L’émergence de la thérapie régénérative cellulaire représente une approche importante pour traiter les affections liées au cartilage, telles que l’arthrose et^{les anomalies} chondrales1. Ces troubles, caractérisés par la dégradation ou la lésion du cartilage dans les articulations, présentent des défis importants pendant le traitement. L’auto-réparation du cartilage articulaire serait limitée en raison de son architecture anévale, de son avascularité et de sa faible activité mitotique².

Les cellules les plus utilisées pour la régénération du tissu cartilagineux sont les cellules souches mésenchymateuses (CSM) et les chondrocytes³. Cependant, plusieurs études ont rapporté des limites dans l’utilisation de ces cellules pour la régénération⁴. Ces limitations comprennent la différenciation terminale des chondrocytes lors d’une expansion in vitro prolongée pour atteindre le nombre de cellules requis et la tendance hypertrophique des CSM. Ces facteurs peuvent entraîner la formation d’un tissu de réparation avec une combinaison sous-optimale de fibrocartilage et de^hyaline 5,6,7,8.

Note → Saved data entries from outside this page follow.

PR #520, opened 2020-10-22
Use SSHUserPrivateKey instead of BasicSSHUserPrivateKey

chriskilding:
Use the general `SSHUserPrivateKey` type when looking up SSH credentials instead of the `BasicSSHUserPrivateKey` concrete subtype. This will allow the plugin to use any compatible SSH key, not just `BasicSSHUserPrivateKey` instances.

Fixes [JENKINS-63986](https://issues.jenkins-ci.org/browse/JENKINS-63986)

### DIFF
--- a/src/test/java/hudson/plugins/ec2/AmazonEC2CloudTest.java
+++ b/src/test/java/hudson/plugins/ec2/AmazonEC2CloudTest.java
@@ -24,6 +24,7 @@
 package hudson.plugins.ec2;
 
 import com.amazonaws.services.ec2.AmazonEC2;
+import com.cloudbees.jenkins.plugins.sshcredentials.SSHUserPrivateKey;
 import com.cloudbees.jenkins.plugins.sshcredentials.impl.BasicSSHUserPrivateKey;
 import com.cloudbees.plugins.credentials.CredentialsProvider;
 import com.cloudbees.plugins.credentials.CredentialsScope;
@@ -32,6 +33,7 @@ import com.cloudbees.plugins.credentials.SystemCredentialsProvider;
 import com.cloudbees.plugins.credentials.domains.Domain;
 import com.gargoylesoftware.htmlunit.html.HtmlForm;
 import com.gargoylesoftware.htmlunit.html.HtmlTextInput;
+import hudson.plugins.ec2.util.TestSSHUserPrivateKey;
 import hudson.util.ListBoxModel;
 import org.junit.Assert;
 import org.junit.Before;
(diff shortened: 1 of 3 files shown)


chriskilding:
Can't proceed on this until we have a way to test the change. What are the relevant tests to modify?

chriskilding:
@res0nance I believe you're one of the maintainers - would you be able to advise where the tests are for using SSH keys from the credentials API, and thus which tests I should modify to ensure this fix works?

res0nance:
Hey Chris, just saw this, give me a bit to double check this bit.

res0nance:
Hey Chris i added a test in #523 which should help you out

src/test/java/hudson/plugins/ec2/AmazonEC2CloudTest.java
```diff
@@ -116,6 +118,32 @@ public void testSshCredentials() throws IOException {
         assertThat(actual.resolvePrivateKey(), notNullValue());
     }
 
+    /**
+     * Ensure that EC2 plugin can use any implementation of SSHUserPrivateKey (not just the default implementation, BasicSSHUserPrivateKey).
+     *
+     * See <a href="https://issues.jenkins-ci.org/browse/JENKINS-63986">JENKINS-63986</a>.
+     */
+    @Test
```
res0nance, line 126:
```suggestion
    @Issue("JENKINS-63986")
    @Test
```
Would probably need an import as well

chriskilding: done

chriskilding:
I've pinged the reporter to ask if he'd like to test a build of the fix in his local Jenkins

chriskilding:
Mark has confirmed that it works.

He also said it might be worth putting out a notice of a breaking change for JCasC, since we have to change the config or our clouds will be unable to start.

johnl2323:
Chris,

We ran into this issue using the AWS Secrets Manager Credential Provider
plugin as the source of our credentials.
We can test this if you can provide a link to the plugin version to install.

johnl

chriskilding:
The plugin build with the fix can be found at:

https://ci.jenkins.io/job/Plugins/job/ec2-plugin/job/PR-520/5/artifact/org/jenkins-ci/plugins/ec2/1.54-rc1218.bd9a8dd69948/ec2-1.54-rc1218.bd9a8dd69948.hpi

We've had a confirmation that it works so it should be good to merge, but if you need the fix in the meantime, here it is :)

johnl2323:
I can confirm that this PR fixes our issue and allows access to the AWS
secrets manager credentials via the secrets manager credential provider
plugin.

PR #528, opened 2020-11-05
[JENKINS-64147] Forwards compat with table-to-div

res0nance:
Still broken on < 2.264 but seems to work on the newest versions.

Not sure what the issue is, any idea @timja


timja:
what's broken? which page?

timja:
You're missing the `taglib` marker file

```
$ git diff --cached
diff --git a/src/main/resources/lib/ec2/taglib b/src/main/resources/lib/ec2/taglib
new file mode 100644
index 0000000..e69de29
 timja at Frankel in ~/projects/jenkinsci/ec2-plugin on table-to-div*
$ git status
On branch table-to-div
Changes to be committed:
  (use "git restore --staged <file>..." to unstage)
	new file:   src/main/resources/lib/ec2/taglib
```

fixes it

timja (approved):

La découverte des cellules chondrodrogènes (CPC) est née de la recherche de cellules alternatives dans le cartilage articulaire⁹. Ils ont suscité un immense intérêt en raison de leur ressemblance avec les CSM et de leur potentiel chondrogénique supérieur, tout en présentant une hypertrophie réduite - une combinaison indispensable recherchée^10,11. Contrairement aux chondrocytes, il a été rapporté que ces populations de progéniteurs présentent une activité réplicative et télomérase accrue, ainsi qu’une expression accrue de la protéine homologue du locus neurogène 1 (NOTCH-1) et du facteur de transcription SRY-box 9 (SOX-9)12,13,14,15. Il existe deux méthodes standard pour isoler les CPC signalées à la fois dans le cartilage et le ménisque, y compris l’une basée sur l’expression de leur récepteur de l’intégrine (CD49e/CD29), isolée par un test d’adhésion à la fibronectine - Fibronectin Adhesion Assay-derived Chondroprogenitors (FAA-CP), et l’autre basée sur leur potentiel migratoire accru à partir d’explants de cartilage - Chondroprogéniteurs migrateurs (MCP)11,13,16,17,^{18 et 19}. De nombreuses études in vitro démontrent la supériorité chondrogénique et la réduction de l’hypertrophie des CPC FAA et des MCP par rapport aux chondrocytes et aux CSM de moelle osseuse (BM) 20,21,22,23.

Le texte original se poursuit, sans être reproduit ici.